BY JAMES ROSEN  McClatchy Washington Bureau   April 23, 2015  Updated.   

U.S. Marines and Navy corpsmen evacuate a simulated casualty in March 2014 during a training drill at Camp Leatherneck in Afghanistan.  Photo: Cpl. Joseph Scanlan — U.S. Marines

The missing money was part of the relatively small amount of Afghanistan spending that was routed directly to military officers in a bid to bypass bureaucracy and rush the construction of urgently needed roads, bridges, schools, hospitals, water treatment plants and other essential infrastructure. About 70 percent of the $100 billion the United States has spent to rebuild Afghanistan during more than 13 years of war went through the Pentagon, with the rest distributed by the U.S. Agency for International Development and other civilian departments.

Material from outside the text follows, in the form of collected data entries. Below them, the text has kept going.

PR #402, opened 2023-02-05
fix: Make CRD Synced Column type string

embano1:
Closes: https://github.com/aws-controllers-k8s/community/issues/1659

Description of changes:

Change CRD type from `boolean` to `string` for `SYNCED` column.


embano1:
@RedbackThomson the fix was easy, but not sure if we have E2E tests to assert it doesn't break existing controllers.

embano1:
I tried it with the `eventbridge` controller and the change fixes the issue.

PR #410, opened 2023-02-09
Fix default value of `--reconcile-resource` flag in deployment.yaml

A-Hilaly:
The runtime expects `--reconcile-resource-resync-seconds` to be an array
of string values. While in deployment.yaml we pass an empty string which
is invalid for `runtime/pkg/config`.

This patch fixes this issue by removing the
`--reconcile-resource-resync-seconds` value


RedbackThomson:
Thank you
/lgtm

jljaco:
This was to get tests passing in https://github.com/aws-controllers-k8s/code-generator/pull/409

PR #415, opened 2023-02-10
check for nil Name field in attr APIs

jaypipes:
The code which builds the input shapes for the GET_ATTRIBUTES and SET_ATTRIBUTES operations for attribute-based APIs was checking for a Name or ID field in order to set the value for ARN fields in the input shapes. However, some resources, like SNS' Subscription resources, do not have a Name or ID field.

This resulted in nil pointer dereferencing and panics when building the controller for SNS Subscriptions.

This patch simply double-checks that the `*string` returned from the `CRD.SpecIdentifierField()` method is not nil before adding in the Go code that constructs an ARN from a Name or ID field.

Related: aws-controllers-k8s/community#1491


A-Hilaly (approved):
Nice!

PR #417, opened 2023-02-13
Refactor reference resolution into Go code

RedbackThomson:
Continuation of https://github.com/aws-controllers-k8s/code-generator/pull/401

Refactors the `resolveReferenceFor<Field>` Go template code into direct Go code. This way we can be more intelligent about nested field references and support unit testing its output. 

Breaking change:
The previous Go template produced valid, but ultimately faulty, code for references within lists of structs. These are not supported (see https://github.com/aws-controllers-k8s/community/issues/1291). As such, this update produces a panic when it detects those types of references.


RedbackThomson:
I expect that `ec2-controller` fails the integration tests, since it unfortunately uses structs with references within lists - which is a known error condition for references. https://github.com/aws-controllers-k8s/community/issues/1291

This pull request puts a panic condition in, so that no new controllers can add fields before this condition is possible.

RedbackThomson:
All 3 test failures of the IAM controller are due to missing policy ARNs - unrelated to these changes but worthy of an investigation.

All the failures of the Lambda controller are within the `TestEventSourceMapping` class, none of which seem to be related to these changes either. There are other tests for references that are still passing.

A-Hilaly:
>All 3 test failures of the IAM controller are due to missing policy ARNs - unrelated to these changes but worthy of an investigation.
All the failures of the Lambda controller are within the TestEventSourceMapping class, none of which seem to be related to these changes either. There are other tests for references that are still passing.

Regarding IAM, tests are not failing in this PR @RedbackThomson maybe let's test with one commit earlier? https://github.com/aws-controllers-k8s/code-generator/pull/394

RedbackThomson:
> Regarding IAM, tests are not failing in this PR @RedbackThomson maybe let's test with one commit earlier? #394

You were right to suspect this. Thank you for pointing out that we were overwriting the `ko.Spec.Policies` list even if there were no references - always leading to an empty policy list. I have replaced it with a length check for the references slice, so that if there are no references, then nothing will change. I have also updated the code to put the resolved references into a new string slice and then only apply it to the spec if there are no errors.

pkg/generate/ack/controller.go
```diff
@@ -62,6 +62,16 @@ var (
...
+		"AddToMap": func(m map[string]interface{}, k string, v interface{}) map[string]interface{} {
+			if len(m) == 0 {
+				m = make(map[string]interface{})
+			}
+			m[k] = v
+			return m
+		},
+		"Nil": func() interface{} {
+			return nil
+		},
```
A-Hilaly, line 74: Interesting how this is returning an `interface{}` and plays well with `AddToMap`

A-Hilaly (approved):
Nice and neat!

PR #422, opened 2023-03-03
Allow manual setting of AWS client struct and interface names

A-Hilaly:
While developing the ACK pipes-controller, we encountered an issue where
the generated code didn't compile mainly because the code-generator
assumed that the AWS SDK client/interface/import-paths always followed
the same naming conventions. However, we discovered that Pipes was the
exception as they renamed the model, import path, and client
struct/interface.

This patch introduces a new feature that enables users to manually set
the client struct and interface names in the `generator.yaml` file.
This update allows for greater flexibility in the AWS client naming
within pipes-controller and possibly other controllers in the future.

In this patch, we've also introduced a breaking change by renaming
`model_name` to `sdk_names.model`. Mainly to keep all the SDK-related
naming conventions in the same place.

### DIFF
--- a/pkg/model/sdk_api.go
+++ b/pkg/model/sdk_api.go
@@ -327,9 +327,18 @@ func (a *SDKAPI) GetServiceFullName() string {
 	return a.API.Metadata.ServiceFullName
 }
 
-// APIInterfaceTypeName returns the name of the aws-sdk-go primary API
+// ClientInterfaceTypeName returns the name of the aws-sdk-go primary API
 // interface type name.
-func (a *SDKAPI) APIInterfaceTypeName() string {
+func (a *SDKAPI) ClientInterfaceTypeName() string {
+	if a == nil || a.API == nil {
+		return ""
+	}
+	return fmt.Sprintf("%s%s", a.API.StructName(), "API")
+}
+
+// ClientStructTypeName returns the name of the aws-sdk-go primary API
+// struct type name.
+func (a *SDKAPI) ClientStructTypeName() string {
 	if a == nil || a.API == nil {
 		return ""
 	}
--- a/cmd/ack-generate/command/common.go
+++ b/cmd/ack-generate/command/common.go
@@ -45,7 +45,7 @@ func loadModel(svcAlias string, apiVersion string, apiGroup string, defaultCfg a
 		return nil, err
 	}
 
-	modelName := strings.ToLower(cfg.ModelName)
+	modelName := strings.ToLower(cfg.SDKNames.Model)
 	if modelName == "" {
 		modelName = svcAlias
 	}
--- a/pkg/config/config.go
+++ b/pkg/config/config.go
@@ -39,12 +39,28 @@ type Config struct {
 	// SetManyOutput function fails with NotFound error.
 	// Default is "return nil, ackerr.NotFound"
 	SetManyOutputNotFoundErrReturn string `json:"set_many_output_notfound_err_return,omitempty"`
+	// SDKNames lets you specify SDK object names. This configuration field was
+	// introduces when we learned that the EventBridgePipes service renamed, not
+	// only the service model name, but also the iface name to `PipesAPI`. See
+	// https://github.com/aws/aws-sdk-go/blob/main/service/pipes/pipesiface/interface.go#L62
+	SDKNames SDKNames `json:"sdk_names"`
+}
+
+// SDKNames contains information on the SDK Client package. More precisely
+// it holds information on how to correctly import the {service}/iface main
+// interface and client structs.
+type SDKNames struct {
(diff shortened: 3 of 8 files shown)


jaypipes:
Pipes are always a problem.

jaypipes (changes requested):
@A-Hilaly @embano1 I think it would be better to just rely on the [`aws-sdk-go/private/model/api.API`](https://github.com/aws/aws-sdk-go/blob/5e5a69da19530ea083f5145638c52c893b091860/private/model/api/api.go#L120-L176) `InterfaceName` and `StructName` methods.

A-Hilaly:
>@A-Hilaly @embano1 I think it would be better to just rely on the [aws-sdk-go/private/model/api.API](https://github.com/aws/aws-sdk-go/blob/5e5a69da19530ea083f5145638c52c893b091860/private/model/api/api.go#L120-L176) InterfaceName and StructName methods.

Unfortunately, those don't work properly for us. The reason is that the `aws-sdk-go/pipes` package was generated using flags different than the default ones. And since we don't have access to those there is nothing we can do (i think)

jaypipes:
> > @A-Hilaly @embano1 I think it would be better to just rely on the [aws-sdk-go/private/model/api.API](https://github.com/aws/aws-sdk-go/blob/5e5a69da19530ea083f5145638c52c893b091860/private/model/api/api.go#L120-L176) InterfaceName and StructName methods.
> 
> @jaypipes Unfortunately, those don't work properly for us. The reason is that the `aws-sdk-go/pipes` package was generated using flags different than the default ones. And since we don't have access to those there is nothing we can do (i think)

@A-Hilaly can you prove this? I don't understand why those two methods won't work for this use case...

A-Hilaly:
@jaypipes [`api.InterfacePackageName`](https://github.com/aws/aws-sdk-go/blob/5e5a69da19530ea083f5145638c52c893b091860/private/model/api/api.go#L120-L123) returns `eventbridgepipesiface` (we need `pipesiface`) and `api.StructName` returns `EventBridgePipes` (we need `Pipes`/`PipesAPI`). Note that the values returned by `&api{}` are correct theoritically speaking, but pipes teams generated their controller using different struct/interface/package names: probably with something like
```
go run -tags codegen ./private/model/cli/gen-api/main.go -use-service-id -path pipes ./models/apis/pipes/2015-10-07/api-2.json
```

pkg/model/sdk_api.go
```diff
@@ -327,9 +327,18 @@ func (a *SDKAPI) GetServiceFullName() string {
...
 
-// APIInterfaceTypeName returns the name of the aws-sdk-go primary API
+// ClientInterfaceTypeName returns the name of the aws-sdk-go primary API
 // interface type name.
-func (a *SDKAPI) APIInterfaceTypeName() string {
+func (a *SDKAPI) ClientInterfaceTypeName() string {
+	if a == nil || a.API == nil {
+		return ""
+	}
+	return fmt.Sprintf("%s%s", a.API.StructName(), "API")
```
jaypipes, line 336: Should this be `a.API.InterfaceName()` by default?

A-Hilaly: There is no `a.API.InterfaceName` :/ . However there a `a.API.InterfacePackageName` but it return the package name that defines the interface.. which is not what we need here.

RedbackThomson (approved):
Happy to approve this. I'm a bit tentative about the naming, only because I don't fully understand the difference between these. Would you mind adding examples for each of these to the PR description for our reference? (examples of the normal default, and then what `pipes` does differently?)

pkg/model/sdk_api.go
jaypipes: Yeah, looking in the upstream code they indeed use `StructName` ... :/

jaypipes (approved):
:+1:

bobh66:
@jaypipes After this commit I'm seeing errors when running ack-generate crossplane for the prometheusservice in the crossplane-contrib/provider-aws project:

```
./ack-generate crossplane --aws-sdk-go-version v1.44.174 prometheusservice --output ../../
Error: service prometheusservice not found
+ exit 1
```
The Makefile is generating a list of services from the directories in https://github.com/crossplane-contrib/provider-aws/tree/master/apis that contain generator_config.yaml files.  This logic worked until these changes were applied.

I can dig into it more tomorrow but I thought I would check to see if it's something obvious that we can change on the provider-aws side.

Thanks

haarchri:
@bobh66 you need to switch 

model_name to sdk_names.model

https://github.com/crossplane-contrib/provider-aws/blob/master/apis/prometheusservice/generator-config.yaml#L1

A-Hilaly:
modified PR description to include the example you provided @bobh66 . Thank you folks!

PR #424, opened 2023-03-06
use `Operation.ExportedName` not `Operation.Name`

jaypipes:
This was a nasty issue to troubleshoot. :( Turns out that for REST+XML-based APIs (such as CloudFront), the aws-sdk-go `private/model/api.Operation` objects have a `Name` field that contains crap like this: "CreateCachePolicy2020_05_31". What this means is that when looking up things like output wrapper field paths by the `Operation.Name` of "CreateCachePolicy" (from the `generator.yaml` file's `operations` map), things were failing because the `private/model/api.API:Operations` map is actually keyed by `Operation.ExportedName`, not `Operation.Name`. `Operation.ExportedName` for REST+XML APIs like CloudFront contain the proper string "CreateCachePolicy" without the date suffix.

### DIFF
--- a/pkg/config/operation.go
+++ b/pkg/config/operation.go
@@ -56,7 +56,7 @@ func (c *Config) OperationIsIgnored(operation *awssdkmodel.Operation) bool {
 	if operation == nil {
 		return true
 	}
-	return util.InStrings(operation.Name, c.Ignore.Operations)
+	return util.InStrings(operation.ExportedName, c.Ignore.Operations)
 }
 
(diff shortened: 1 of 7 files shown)


A-Hilaly (approved):
+++ Thank you sir!

jaypipes:
@A-Hilaly @RedbackThomson found a few more uses of `op.Name` in the code gen and templates... please re-review.

A-Hilaly (approved):
👍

A year-long investigation by John F. Sopko, the U.S. special inspector general for Afghanistan reconstruction, found that the Pentagon couldn’t – or wouldn’t – provide basic information about what happened to 6 in 10 dollars of $2.26 billion it had spent over the course of a decade on the Commander’s Emergency Response Program.

“In reviewing this data, SIGAR found that the Department of Defense could only provide financial information relating to the disbursement of funds for CERP projects totaling $890 million (40 percent) of the approximately $2.2 billion in obligated funds at that time,” Sopko’s report says.

When Sopko’s staff divided the Pentagon expenditures into 20 categories set under the emergency program, from transportation and education to health care, agriculture, water and sanitation, by far the largest category was a 21st that the inspector general termed “unknown.”

That category applied to 5,163 projects, compared with 4,494 projects in the 20 defined areas.

The Pentagon didn’t respond to Sopko’s main findings in comments he’d sought while conducting the probe, which were released along with his report on the investigation.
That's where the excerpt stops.